18 months ago, shortly after the birth of my son, I wrote a blog about my intention to redesign the planting in our tiny back garden. The best laid plans of mice and men! Of course in the general melee of life, parenting and the dreaded return to work, little of consequence occurred during 2018 to progress these grand plans. I did give some thought to the plants I might potentially like to use and did a spot of research into their characteristics and preferred conditions which at least helped to narrow things down. Quaint notions of fully developed planting plans however never materialised.

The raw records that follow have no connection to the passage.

PR #1754, opened 2026-05-19
Replace generateUnionEnums with unified enumStyle option

### LINKED ISSUE #1040: Generate objects instead of enums

Upgrade220:
Closes https://github.com/acacode/swagger-typescript-api/issues/1040

## Problem

The library currently exposes `generateUnionEnums` as a boolean flag to switch enum output to union types. PR #1281 proposes adding a second boolean `generateConstObjectEnums` for `as const` object output. I think adding a second independent boolean is the wrong direction — two mutually exclusive flags that silently override each other is confusing API design, and it still leaves a gap: `ContentType` in the http-client is always emitted as a traditional `enum` regardless of what the user configures, making the output inconsistent.

## Proposal

I propose replacing both flags with a single unified `enumStyle` option:

```typescript
enumStyle?: "enum" | "union" | "const"
// default: "enum"
```

This makes the three output modes explicit and mutually exclusive by construction. `generateUnionEnums` is preserved as a deprecated alias — it still works and emits a runtime warning pointing users to the new option, so nothing breaks for existing consumers.

I also propose extending the `"const"` style to cover `ContentType` in the http-client templates. When `enumStyle: "const"` is set, `ContentType` is emitted as:

```typescript
export const ContentType = {
  Json: "application/json",
  ...
} as const;
export type ContentType = (typeof ContentType)[keyof typeof ContentType];
```

This makes the entire generated output consistent — schema enums and internal http-client constants follow the same pattern.

## Changes

- New `enumStyle: "enum" | "union" | "const"` config option and `--enum-style` CLI flag
- `generateUnionEnums: true` auto-promotes to `enumStyle: "union"` with a deprecation warning
- `"const"` style generates `as const` objects with a companion type alias for all schema enums
- `"const"` style also converts `ContentType` in both Axios and Fetch http-client templates
- `enum-data-contract.ejs` subtemplate updated to support all three styles
- `Ts.Keyword.Const` added for template authors who use `codeGenConstructs`
- Snapshot test added for `enumStyle: "const"`

---
## Summary by cubic
Replaces `generateUnionEnums` with a unified `enumStyle` option ("enum" | "union" | "const") to control enum output, and applies the `"const"` style to `ContentType` in Axios and Fetch clients. Adds a CLI flag, deprecates the old option with a warning, keeps the default as `"enum"`, and fixes an internal export leak for `const` enums.

- **New Features**
  - Added `enumStyle` ("enum" | "union" | "const") and `--enum-style` CLI flag; `generateUnionEnums` remains as a deprecated alias that auto-promotes to `enumStyle: "union"` with a warning.
  - `"const"` style emits `as const` objects with a companion type alias and updates `ContentType` in both clients; parsers/discriminator handling/templates updated; snapshot tests added.

- **Bug Fixes**
  - `const` handler now respects `internal` and does not export the type alias for internal contracts.

<sup>Written for commit cb32443ab8f8290d66f221f729989bede155c8b3. Summary will update on new commits. <a href="https://cubic.dev/pr/acacode/swagger-typescript-api/pull/1754?utm_source=github">Review in cubic</a></sup>

### DIFF
--- a/.changeset/add-enum-style-option.md
+++ b/.changeset/add-enum-style-option.md
@@ -1,0 +1,5 @@
+---
+"swagger-typescript-api": minor
+---
+
+Add `enumStyle` option ("enum" | "union" | "const") to control enum output format. `"const"` generates `as const` objects with a companion type alias, including the built-in `ContentType` in the http-client. `generateUnionEnums` is deprecated in favor of `enumStyle: "union"`.
--- a/index.ts
+++ b/index.ts
@@ -183,8 +183,13 @@ const generateCommand = defineCommand({
     },
     "generate-union-enums": {
       type: "boolean",
-      description: 'generate all "enum" types as union types (T1 | T2 | TN)',
+      description: '(deprecated) generate all "enum" types as union types — use --enum-style=union instead',
       default: codeGenBaseConfig.generateUnionEnums,
+    },
+    "enum-style": {
+      type: "string",
+      description: 'enum output style: "enum" (default), "union" (T1 | T2 | TN), or "const" (as const object + type alias)',
+      default: codeGenBaseConfig.enumStyle,
     },
     "http-client": {
       type: "string",
@@ -323,6 +328,7 @@ const generateCommand = defineCommand({
       generateResponses: args.responses,
       generateRouteTypes: args["route-types"],
       generateUnionEnums: args["generate-union-enums"],
+      enumStyle: args["enum-style"] as "enum" | "union" | "const" | undefined,
       httpClientType:
         args["http-client"] || args.axios
           ? HTTP_CLIENT.AXIOS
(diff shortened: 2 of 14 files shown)


js2me:
@Upgrade220 Thank you or Спасибо большое за вклад  за вклад в инструмент :)

Upgrade220:
> @Upgrade220 Thank you or Спасибо большое за вклад за вклад в инструмент :)

Да всегда пожалуйста) Я давненько уже пользуюсь swagger-typescript-api и считаю данный инструмент одним из передовых в данной теме для TS)

Скорее всего скоро принесу еще пачечку МРов с другими изменениями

During this past Winter, in order to force my hand to some extent, I boldly decided to remove some shrubs from the smaller, east-facing bed. Out went the overgrown and misplaced Rosemary and Lavender. In respect of these at least I had planned ahead and taken steps to retain their fragrance elsewhere in the garden. Also hacked out was a Viburnum tinus which had never really seemed terribly happy, rarely flowered and appeared to be permanently infested with some sort of vexatious beastie. Finally the Virginia Creeper, Parthenocissus quinquefolia which, though spectacular for about two weeks in the Autumn, then dropped its leaves to leave bare fence and was far too vigorous for the space available. Retaining deadwood in the garden is considered to be an excellent way to support wildlife so I have left the excavated roots piled up in an inconspicuous corner for the beetles to enjoy.

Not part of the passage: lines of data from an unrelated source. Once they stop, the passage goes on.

PR #1756, opened 2026-05-19
Fix: query params object incorrectly required when all fields are optional (extractRequestParams)

### LINKED ISSUE #1755: extractRequestParams: query params object required even when all fields are optional
## Describe the bug

When using `extractRequestParams: true`, if a route has only optional query parameters and no path parameters, the generated method signature incorrectly marks the combined params object as required:

```typescript
// generated — wrong
getItems(query: GetItemsParams, params?: RequestParams): Promise<...>
```

The caller is forced to pass an explicit argument even if they want to use defaults:
```typescript
// must write this
api.items.getItems({})

// but should be able to write this
api.items.getItems()
```

## Expected behavior

When all query fields are optional and there are no path params, the combined params object should have a default value of `{}`:

```typescript
// expected
getItems(query: GetItemsParams = {}, params?: RequestParams): Promise<...>
```

## Root cause

`procedure-call.ejs` hardcodes `optional: false` for the `requestParams` argument regardless of whether all query fields are optional. The `allFieldsAreOptional` flag is already computed correctly in the source (`requestParamsSchema.typeData.allFieldsAreOptional`) but is never surfaced to the template.

## Steps to reproduce

1. Define an OpenAPI route with only optional query parameters and no path parameters
2. Run generation with `--extract-request-params`
3. Observe the generated method signature — the params object is required

Upgrade220:
Closes https://github.com/acacode/swagger-typescript-api/issues/1755

## Problem

When using `extractRequestParams: true`, if a route has only optional query parameters and no path parameters, the generated method signature forces callers to pass an explicit argument even though every field inside it is optional:

```typescript
// generated — wrong
getItems(query: GetItemsParams, params?: RequestParams)

// caller is forced to write
api.items.getItems({})
// instead of simply
api.items.getItems()
```

The root cause is that `procedure-call.ejs` hardcodes `optional: false` for the combined params argument. The `allFieldsAreOptional` flag is already computed correctly inside `requestParamsSchema.typeData` by the existing `ObjectSchemaParser`, but it was never surfaced to the template.

## Solution

I propose a minimal source-level fix: expose `requestParamsSchema?.typeData?.allFieldsAreOptional` as `requestParamsOptional` on the route's request info object in `parseRouteInfo()` (`schema-routes.ts`). The template then reads this flag instead of hardcoding `false`, and adds `= {}` as the default value when the params object is optional.

No schema construction changes are needed — the data was already correct, just unexposed.

```typescript
// generated — correct
getItems(query: GetItemsParams = {}, params?: RequestParams)
```

## Changes

- `src/schema-routes/schema-routes.ts` — add `requestParamsOptional` to the route request info
- `types/index.ts` — add `requestParamsOptional?: boolean` to `ParsedRouteRequest`
- `templates/default/procedure-call.ejs` — read `route.request.requestParamsOptional` instead of hardcoded `false`
- `templates/modular/procedure-call.ejs` — same change
- `tests/spec/extractRequestParams/schema.json` — add a route with only optional query params to cover this case
- Snapshot updates across extended tests where routes with all-optional query params now correctly get `= {}`

---
## Summary by cubic
Fixes `extractRequestParams` so routes with only optional query params no longer force callers to pass `{}`. Generated methods now make the combined query object optional and default it to `{}`.

- **Bug Fixes**
  - Mark the combined query params object as optional and add `= {}` when all its fields are optional and there are no path params.
  - Surface `requestParamsSchema.typeData.allFieldsAreOptional` as `requestParamsOptional` in `schema-routes.ts`, and add `requestParamsOptional` to `ParsedRouteRequest` in `types/index.ts`.
  - Update `templates/*/procedure-call.ejs` to respect `requestParamsOptional` and set `defaultValue: '{}'` when applicable.
  - Add a covering test route and update snapshots; add a patch changeset.

<sup>Written for commit 209cb7ae53d78b992ca9db32edea3ccb28a77fc7. Summary will update on new commits. <a href="https://cubic.dev/pr/acacode/swagger-typescript-api/pull/1756?utm_source=github">Review in cubic</a></sup>

### DIFF
--- a/.changeset/fix-optional-query-params.md
+++ b/.changeset/fix-optional-query-params.md
@@ -1,0 +1,5 @@
+---
+"swagger-typescript-api": patch
+---
+
+Fix: combined query params object now correctly gets a default value of `{}` when all its fields are optional and no path params are present (extractRequestParams mode)
--- a/src/schema-routes/schema-routes.ts
+++ b/src/schema-routes/schema-routes.ts
@@ -1326,6 +1326,8 @@ export class SchemaRoutes {
         security: hasSecurity,
         method: method,
         requestParams: requestParamsSchema,
+        requestParamsOptional:
+          requestParamsSchema?.typeData?.allFieldsAreOptional ?? false,
 
         payload: specificArgs.body,
         query: specificArgs.query,
--- a/templates/default/procedure-call.ejs
+++ b/templates/default/procedure-call.ejs
@@ -31,8 +31,9 @@ const rawWrapperArgs = config.extractRequestParams ?
     _.compact([
         requestParams && {
           name: extractedRequestParamsName,
-          optional: false,
+          optional: route.request.requestParamsOptional,
           type: getInlineParseContent(requestParams),
+          defaultValue: route.request.requestParamsOptional ? '{}' : undefined,
         },
         ...(!requestParams ? pathParams : []),
         payload,
--- a/templates/modular/procedure-call.ejs
+++ b/templates/modular/procedure-call.ejs
@@ -31,8 +31,9 @@ const rawWrapperArgs = config.extractRequestParams ?
     _.compact([
         requestParams && {
           name: extractedRequestParamsName,
-          optional: false,
+          optional: route.request.requestParamsOptional,
           type: getInlineParseContent(requestParams),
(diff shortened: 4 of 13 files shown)


js2me:
@Upgrade220 thank you!!!!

Having left myself with a rather barren looking corner I decided to take a day off work in the Spring with the express purpose of replanting, and incredibly I actually followed through on this plan instead of drinking coffee all day! The bed is not a large area (1.8m x 1.8m) and parts of it are almost always in shade because it is bordered to one side by the shed and to another by the garden fence. That said I have come to realise it gets more sun during the summer months than I had initially thought. My original objectives were to have:
- more coherent planting;
- better structure;
- year round interest;
- fairly low maintenance.
To this I would now add a desire to include planting which supports wildlife having become more engaged than ever with environmental concerns. Partly due to economics and partly to an aspiration to reduce waste, I also set out to re-use a reasonable number of the plants already present in the garden. This was done either through relocating plants from elsewhere or lifting and dividing plants to create multiples.

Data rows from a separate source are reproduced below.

PR #1762, opened 2026-05-21
Fix ContentType ignoring enumStyle: "union" in http-client

### LINKED ISSUE #1761: ContentType in http-client ignores enumStyle: "union"
When `enumStyle: "union"` is set, all user-defined enums are correctly generated as plain type aliases (e.g. `export type Status = "active" | "inactive"`). However, the built-in `ContentType` in the generated http-client is still emitted as a regular TypeScript `enum` regardless of the setting.

Additionally, the generated API call sites use `ContentType.Json`, `ContentType.FormData`, etc. — dot-property access that requires a runtime object. Since a plain type alias has no runtime representation, this produces invalid TypeScript under `isolatedModules: true` and breaks at runtime.

This was missed in #1754 where `enumStyle` was introduced. The `const` branch was handled for ContentType (it generates a `const` object + type alias), but no `union` branch was added.

**Expected behaviour:**

With `enumStyle: "union"`:
```ts
// http-client
export type ContentType = "application/json" | "application/vnd.api+json" | "multipart/form-data" | "application/x-www-form-urlencoded" | "text/plain";

// generated API call
createPet(data: Pet, params: RequestParams = {}) =>
  this.request<Pet, any>({
    path: `/pets`,
    method: "POST",
    body: data,
    type: "application/json",  // ← string literal, not ContentType.Json
    ...params,
  })
```

**Actual behaviour:**

`ContentType` is generated as `export enum ContentType { ... }` and call sites use `type: ContentType.Json`.

Apologies for the oversight — this should have been caught and included in #1754.

Upgrade220:
## Problem

When `enumStyle: "union"` is configured, user-defined enums are generated as plain type aliases. The built-in `ContentType` in the http-client was not covered by this path — it fell through to the `else` branch and was always generated as a regular `enum`. This was overlooked in #1754 when `enumStyle` was introduced; only the `const` case was handled for ContentType.

Beyond the declaration, all call sites inside the http-client class body (`contentFormatters`, `type || ContentType.Json`, `type !== ContentType.FormData`) and in generated API methods (`type: ContentType.Json`) used dot-property access, which is invalid when ContentType is a type alias with no runtime object. This also causes `isolatedModules` errors in the modular output's import.

Fixes #1761.

## Solution

- Adds a `union` branch to both `fetch-http-client.ejs` and `axios-http-client.ejs` that emits `export type ContentType = "application/json" | ...`
- Introduces `templates/base/content-type-accessors.ejs`, a shared partial (following the `route-docs.ejs` pattern) that returns the correct accessor string for each content type based on `enumStyle`. It serves two consumers with different key conventions: http-client templates use camelCase keys (`CT.Json`), procedure-call templates use UPPER_SNAKE keys (`requestContentKind["JSON"]`) matching the `CONTENT_KIND` constants from `schema-routes.ts`
- Updates `modular/api.ejs` to emit `import { …, type ContentType, … }` (inline type import) in union mode, avoiding `isolatedModules` errors
- Adds a `union-enums-http-client` test case to the existing `enumStyle` spec

---
## Summary by cubic
Makes `ContentType` in generated http-clients respect `enumStyle: "union"`, fixing invalid property access and `isolatedModules` issues. Unifies content-type access across templates to work with both enum and union modes.

- **Bug Fixes**
  - Generate `ContentType` as a union type in `fetch-http-client.ejs` and `axios-http-client.ejs` when `enumStyle` is `"union"`.
  - Use shared accessors via `templates/base/content-type-accessors.ejs` in http-clients and procedure-call templates to avoid dot-property access in union mode.
  - In modular builds, import `type ContentType` from the http-client when in union mode to satisfy `isolatedModules`.
  - Add `union-enums-http-client` test coverage.

- **Migration**
  - If you reference `ContentType.*` at runtime while using `enumStyle: "union"`, switch to string literals (e.g., `"application/json"`) or treat `ContentType` as a type-only import. No changes needed for generated API usage.

<sup>Written for commit 90cf9cc9d522d043a602b651a1fa48a365427124. Summary will update on new commits. <a href="https://cubic.dev/pr/acacode/swagger-typescript-api/pull/1762?utm_source=github">Review in cubic</a></sup>

### DIFF
--- a/.changeset/fix-union-content-type.md
+++ b/.changeset/fix-union-content-type.md
@@ -1,0 +1,5 @@
+---
+"swagger-typescript-api": patch
+---
+
+Fix `ContentType` in http-client not respecting `enumStyle: "union"`. It now generates a plain type alias instead of an enum, and all call sites emit string literals instead of `ContentType.Json` etc.
--- a/templates/base/content-type-accessors.ejs
+++ b/templates/base/content-type-accessors.ejs
@@ -1,0 +1,18 @@
+<%
+const { config } = it;
+const isUnion = config.enumStyle === "union";
+
+// camelCase keys (Json, FormData, …) are used by http-client templates as CT.Json, CT.FormData, …
+// They mirror the ContentType property names so the access pattern is identical regardless of enumStyle.
+const v = {
+  Json:       isUnion ? '"application/json"'                  : "ContentType.Json",
+  JsonApi:    isUnion ? '"application/vnd.api+json"'          : "ContentType.JsonApi",
+  FormData:   isUnion ? '"multipart/form-data"'               : "ContentType.FormData",
+  UrlEncoded: isUnion ? '"application/x-www-form-urlencoded"' : "ContentType.UrlEncoded",
+  Text:       isUnion ? '"text/plain"'                        : "ContentType.Text",
+};
+
+// UPPER_SNAKE aliases (JSON, FORM_DATA, …) are used by procedure-call templates as
+// requestContentKind["JSON"], matching the CONTENT_KIND constants produced by schema-routes.ts.
+return { ...v, JSON: v.Json, JSON_API: v.JsonApi, FORM_DATA: v.FormData, URL_ENCODED: v.UrlEncoded, TEXT: v.Text };
+%>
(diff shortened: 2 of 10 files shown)


js2me:
LGTM, thanks!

Starting with the shrubs I moved an existing Euonymus fortunei ‘Emerald ‘n’ Gold’ from another border to a position against the shed. This is one of the few plants that has remained from when we first moved in and the hope is that it will scramble up the side of the shed and perhaps spread along the back of the border. Against the fence I planted a Pyracantha ‘Red Column’ chosen because it is evergreen, has pretty white flowers the pollinators like in Spring and scarlet berries the birds like in Autumn. The other remaining shrub is Skimmia japonica ‘Rubella’ which I actually brought with me from a previous house. It’s been looking a bit sad of late but I decided to leave it where it was, in the centre of the bed, and give it a bit of a prune in an effort to reinvigorate. It provides such lovely scent in late Winter, when you’re normally desperate for something joyful, I’d be sad to lose it.
Thereafter I really just laid out (slightly haphazardly) a the range of herbaceous perennials I wanted to accommodate and then started planting them in. I have included multiples of at least three of each plant to try and create a more unified scheme than previously. A full list of all plants used can be found at the end of the article. I would say that overall I am happy enough with the initial plantings, though will need to see how they establish. Some are known to be quite invasive (e.g. Periwinkle, Vinca major), and though I want dense planting, I will need to see how they sit alongside one another. The bed has already filled out significantly since the image below was taken. Disappointingly two out of three Foxgloves I added got quite decimated by slugs and so never really got going. The third though, a white one, has been considerably better and I am hoping it may self seed and multiply for future years. I am intending to add some Spring bulbs in the Autumn for early colour, but may need to see whether the bed needs more summer colour and potentially a little more height.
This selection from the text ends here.